-------- DATA SECTION --------
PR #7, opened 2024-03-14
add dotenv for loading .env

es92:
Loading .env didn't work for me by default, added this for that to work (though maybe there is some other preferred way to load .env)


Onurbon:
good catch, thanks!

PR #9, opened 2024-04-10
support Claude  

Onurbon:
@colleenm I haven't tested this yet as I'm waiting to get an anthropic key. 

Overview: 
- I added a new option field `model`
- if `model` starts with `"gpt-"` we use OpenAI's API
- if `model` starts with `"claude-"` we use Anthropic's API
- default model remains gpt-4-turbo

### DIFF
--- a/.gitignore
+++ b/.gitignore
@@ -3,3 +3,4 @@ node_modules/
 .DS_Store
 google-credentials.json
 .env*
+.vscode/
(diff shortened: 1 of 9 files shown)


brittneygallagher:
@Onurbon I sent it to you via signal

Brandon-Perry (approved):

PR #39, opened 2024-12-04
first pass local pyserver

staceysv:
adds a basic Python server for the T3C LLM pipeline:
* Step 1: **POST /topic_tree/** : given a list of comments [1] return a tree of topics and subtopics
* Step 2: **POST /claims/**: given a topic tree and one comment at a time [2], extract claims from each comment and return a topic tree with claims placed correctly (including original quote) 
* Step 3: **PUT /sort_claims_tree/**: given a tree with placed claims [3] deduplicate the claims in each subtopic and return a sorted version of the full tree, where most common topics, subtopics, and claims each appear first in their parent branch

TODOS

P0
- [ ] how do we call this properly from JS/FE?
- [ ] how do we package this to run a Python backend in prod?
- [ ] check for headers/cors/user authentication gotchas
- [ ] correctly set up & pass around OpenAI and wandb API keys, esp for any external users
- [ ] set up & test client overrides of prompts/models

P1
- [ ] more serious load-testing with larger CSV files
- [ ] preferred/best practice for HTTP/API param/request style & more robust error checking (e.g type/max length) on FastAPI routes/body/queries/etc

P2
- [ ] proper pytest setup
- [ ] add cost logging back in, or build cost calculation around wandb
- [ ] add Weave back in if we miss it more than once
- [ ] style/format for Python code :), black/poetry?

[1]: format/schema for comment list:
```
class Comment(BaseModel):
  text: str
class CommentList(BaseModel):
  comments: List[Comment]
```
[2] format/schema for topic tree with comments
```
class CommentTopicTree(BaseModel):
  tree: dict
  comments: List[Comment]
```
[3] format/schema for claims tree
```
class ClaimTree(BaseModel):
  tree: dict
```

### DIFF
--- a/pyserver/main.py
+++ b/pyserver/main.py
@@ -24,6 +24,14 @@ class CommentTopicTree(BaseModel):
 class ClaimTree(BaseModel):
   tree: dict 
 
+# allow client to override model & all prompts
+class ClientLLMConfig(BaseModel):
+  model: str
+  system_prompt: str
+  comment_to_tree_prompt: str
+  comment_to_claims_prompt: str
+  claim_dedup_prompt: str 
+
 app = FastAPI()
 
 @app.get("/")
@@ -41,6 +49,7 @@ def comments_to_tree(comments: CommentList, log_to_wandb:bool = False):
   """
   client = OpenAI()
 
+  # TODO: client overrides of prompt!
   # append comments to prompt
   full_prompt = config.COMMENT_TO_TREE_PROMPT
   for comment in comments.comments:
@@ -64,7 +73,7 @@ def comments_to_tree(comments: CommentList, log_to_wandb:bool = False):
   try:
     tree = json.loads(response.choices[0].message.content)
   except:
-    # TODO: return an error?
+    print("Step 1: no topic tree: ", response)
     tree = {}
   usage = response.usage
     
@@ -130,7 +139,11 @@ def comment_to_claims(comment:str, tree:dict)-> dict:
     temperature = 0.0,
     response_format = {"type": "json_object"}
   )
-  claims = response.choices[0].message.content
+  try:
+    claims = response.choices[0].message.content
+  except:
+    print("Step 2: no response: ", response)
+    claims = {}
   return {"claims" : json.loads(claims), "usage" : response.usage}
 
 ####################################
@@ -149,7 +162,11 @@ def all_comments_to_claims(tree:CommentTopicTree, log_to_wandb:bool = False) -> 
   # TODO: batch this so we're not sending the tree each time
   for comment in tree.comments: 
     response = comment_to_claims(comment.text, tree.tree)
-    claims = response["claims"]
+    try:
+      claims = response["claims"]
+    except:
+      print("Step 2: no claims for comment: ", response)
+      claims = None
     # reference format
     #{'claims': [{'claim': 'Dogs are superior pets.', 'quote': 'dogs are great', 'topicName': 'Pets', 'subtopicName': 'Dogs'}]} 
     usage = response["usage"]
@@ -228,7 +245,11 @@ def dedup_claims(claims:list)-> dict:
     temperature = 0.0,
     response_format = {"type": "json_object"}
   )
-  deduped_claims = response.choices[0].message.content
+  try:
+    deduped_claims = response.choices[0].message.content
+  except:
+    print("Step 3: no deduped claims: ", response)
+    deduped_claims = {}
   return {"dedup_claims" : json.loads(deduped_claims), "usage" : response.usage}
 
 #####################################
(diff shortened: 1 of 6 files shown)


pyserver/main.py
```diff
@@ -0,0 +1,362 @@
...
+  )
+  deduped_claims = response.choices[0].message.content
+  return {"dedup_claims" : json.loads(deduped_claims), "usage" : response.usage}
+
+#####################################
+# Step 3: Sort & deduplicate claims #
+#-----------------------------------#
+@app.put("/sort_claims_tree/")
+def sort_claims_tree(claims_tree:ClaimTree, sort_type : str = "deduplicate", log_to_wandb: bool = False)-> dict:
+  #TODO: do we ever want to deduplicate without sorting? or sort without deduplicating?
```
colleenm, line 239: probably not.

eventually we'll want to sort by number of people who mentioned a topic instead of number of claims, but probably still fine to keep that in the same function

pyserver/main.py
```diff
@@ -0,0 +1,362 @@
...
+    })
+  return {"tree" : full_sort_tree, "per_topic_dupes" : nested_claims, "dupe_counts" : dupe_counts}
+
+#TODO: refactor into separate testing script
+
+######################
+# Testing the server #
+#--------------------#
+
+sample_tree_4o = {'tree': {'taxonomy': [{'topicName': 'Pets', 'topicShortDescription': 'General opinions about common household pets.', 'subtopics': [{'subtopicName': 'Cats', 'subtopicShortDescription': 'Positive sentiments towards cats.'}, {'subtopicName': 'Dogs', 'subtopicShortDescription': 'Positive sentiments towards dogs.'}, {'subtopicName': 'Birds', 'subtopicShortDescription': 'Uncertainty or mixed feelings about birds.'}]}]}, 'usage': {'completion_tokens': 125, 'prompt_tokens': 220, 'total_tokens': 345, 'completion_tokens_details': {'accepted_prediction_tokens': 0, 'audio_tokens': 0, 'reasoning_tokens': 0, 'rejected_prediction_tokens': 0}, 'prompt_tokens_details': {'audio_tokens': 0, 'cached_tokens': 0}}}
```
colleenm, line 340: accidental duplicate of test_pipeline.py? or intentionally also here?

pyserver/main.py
--------
> WHAT THE TASK ASKS
Every line of the material above must be duplicated exactly.

> EXERCISE RESPONSE
PR #7, opened 2024-03-14
add dotenv for loading .env

es92:
Loading .env didn't work for me by default, added this for that to work (though maybe there is some other preferred way to load .env)


Onurbon:
good catch, thanks!

PR #9, opened 2024-04-10
support Claude  

Onurbon:
@colleenm I haven't tested this yet as I'm waiting to get an anthropic key. 

Overview: 
- I added a new option field `model`
- if `model` starts with `"gpt-"` we use OpenAI's API
- if `model` starts with `"claude-"` we use Anthropic's API
- default model remains gpt-4-turbo

### DIFF
--- a/.gitignore
+++ b/.gitignore
@@ -3,3 +3,4 @@ node_modules/
 .DS_Store
 google-credentials.json
 .env*
+.vscode/
(diff shortened: 1 of 9 files shown)


brittneygallagher:
@Onurbon I sent it to you via signal

Brandon-Perry (approved):

PR #39, opened 2024-12-04
first pass local pyserver

staceysv:
adds a basic Python server for the T3C LLM pipeline:
* Step 1: **POST /topic_tree/** : given a list of comments [1] return a tree of topics and subtopics
* Step 2: **POST /claims/**: given a topic tree and one comment at a time [2], extract claims from each comment and return a topic tree with claims placed correctly (including original quote) 
* Step 3: **PUT /sort_claims_tree/**: given a tree with placed claims [3] deduplicate the claims in each subtopic and return a sorted version of the full tree, where most common topics, subtopics, and claims each appear first in their parent branch

TODOS

P0
- [ ] how do we call this properly from JS/FE?
- [ ] how do we package this to run a Python backend in prod?
- [ ] check for headers/cors/user authentication gotchas
- [ ] correctly set up & pass around OpenAI and wandb API keys, esp for any external users
- [ ] set up & test client overrides of prompts/models

P1
- [ ] more serious load-testing with larger CSV files
- [ ] preferred/best practice for HTTP/API param/request style & more robust error checking (e.g type/max length) on FastAPI routes/body/queries/etc

P2
- [ ] proper pytest setup
- [ ] add cost logging back in, or build cost calculation around wandb
- [ ] add Weave back in if we miss it more than once
- [ ] style/format for Python code :), black/poetry?

[1]: format/schema for comment list:
```
class Comment(BaseModel):
  text: str
class CommentList(BaseModel):
  comments: List[Comment]
```
[2] format/schema for topic tree with comments
```
class CommentTopicTree(BaseModel):
  tree: dict
  comments: List[Comment]
```
[3] format/schema for claims tree
```
class ClaimTree(BaseModel):
  tree: dict
```

### DIFF
--- a/pyserver/main.py
+++ b/pyserver/main.py
@@ -24,6 +24,14 @@ class CommentTopicTree(BaseModel):
 class ClaimTree(BaseModel):
   tree: dict 
 
+# allow client to override model & all prompts
+class ClientLLMConfig(BaseModel):
+  model: str
+  system_prompt: str
+  comment_to_tree_prompt: str
+  comment_to_claims_prompt: str
+  claim_dedup_prompt: str 
+
 app = FastAPI()
 
 @app.get("/")
@@ -41,6 +49,7 @@ def comments_to_tree(comments: CommentList, log_to_wandb:bool = False):
   """
   client = OpenAI()
 
+  # TODO: client overrides of prompt!
   # append comments to prompt
   full_prompt = config.COMMENT_TO_TREE_PROMPT
   for comment in comments.comments:
@@ -64,7 +73,7 @@ def comments_to_tree(comments: CommentList, log_to_wandb:bool = False):
   try:
     tree = json.loads(response.choices[0].message.content)
   except:
-    # TODO: return an error?
+    print("Step 1: no topic tree: ", response)
     tree = {}
   usage = response.usage
     
@@ -130,7 +139,11 @@ def comment_to_claims(comment:str, tree:dict)-> dict:
     temperature = 0.0,
     response_format = {"type": "json_object"}
   )
-  claims = response.choices[0].message.content
+  try:
+    claims = response.choices[0].message.content
+  except:
+    print("Step 2: no response: ", response)
+    claims = {}
   return {"claims" : json.loads(claims), "usage" : response.usage}
 
 ####################################
@@ -149,7 +162,11 @@ def all_comments_to_claims(tree:CommentTopicTree, log_to_wandb:bool = False) -> 
   # TODO: batch this so we're not sending the tree each time
   for comment in tree.comments: 
     response = comment_to_claims(comment.text, tree.tree)
-    claims = response["claims"]
+    try:
+      claims = response["claims"]
+    except:
+      print("Step 2: no claims for comment: ", response)
+      claims = None
     # reference format
     #{'claims': [{'claim': 'Dogs are superior pets.', 'quote': 'dogs are great', 'topicName': 'Pets', 'subtopicName': 'Dogs'}]} 
     usage = response["usage"]
@@ -228,7 +245,11 @@ def dedup_claims(claims:list)-> dict:
     temperature = 0.0,
     response_format = {"type": "json_object"}
   )
-  deduped_claims = response.choices[0].message.content
+  try:
+    deduped_claims = response.choices[0].message.content
+  except:
+    print("Step 3: no deduped claims: ", response)
+    deduped_claims = {}
   return {"dedup_claims" : json.loads(deduped_claims), "usage" : response.usage}
 
 #####################################
(diff shortened: 1 of 6 files shown)


pyserver/main.py
```diff
@@ -0,0 +1,362 @@
...
+  )
+  deduped_claims = response.choices[0].message.content
+  return {"dedup_claims" : json.loads(deduped_claims), "usage" : response.usage}
+
+#####################################
+# Step 3: Sort & deduplicate claims #
+#-----------------------------------#
+@app.put("/sort_claims_tree/")
+def sort_claims_tree(claims_tree:ClaimTree, sort_type : str = "deduplicate", log_to_wandb: bool = False)-> dict:
+  #TODO: do we ever want to deduplicate without sorting? or sort without deduplicating?
```
colleenm, line 239: probably not.

eventually we'll want to sort by number of people who mentioned a topic instead of number of claims, but probably still fine to keep that in the same function

pyserver/main.py
```diff
@@ -0,0 +1,362 @@
...
+    })
+  return {"tree" : full_sort_tree, "per_topic_dupes" : nested_claims, "dupe_counts" : dupe_counts}
+
+#TODO: refactor into separate testing script
+
+######################
+# Testing the server #
+#--------------------#
+
+sample_tree_4o = {'tree': {'taxonomy': [{'topicName': 'Pets', 'topicShortDescription': 'General opinions about common household pets.', 'subtopics': [{'subtopicName': 'Cats', 'subtopicShortDescription': 'Positive sentiments towards cats.'}, {'subtopicName': 'Dogs', 'subtopicShortDescription': 'Positive sentiments towards dogs.'}, {'subtopicName': 'Birds', 'subtopicShortDescription': 'Uncertainty or mixed feelings about birds.'}]}]}, 'usage': {'completion_tokens': 125, 'prompt_tokens': 220, 'total_tokens': 345, 'completion_tokens_details': {'accepted_prediction_tokens': 0, 'audio_tokens': 0, 'reasoning_tokens': 0, 'rejected_prediction_tokens': 0}, 'prompt_tokens_details': {'audio_tokens': 0, 'cached_tokens': 0}}}
```
colleenm, line 340: accidental duplicate of test_pipeline.py? or intentionally also here?

pyserver/main.py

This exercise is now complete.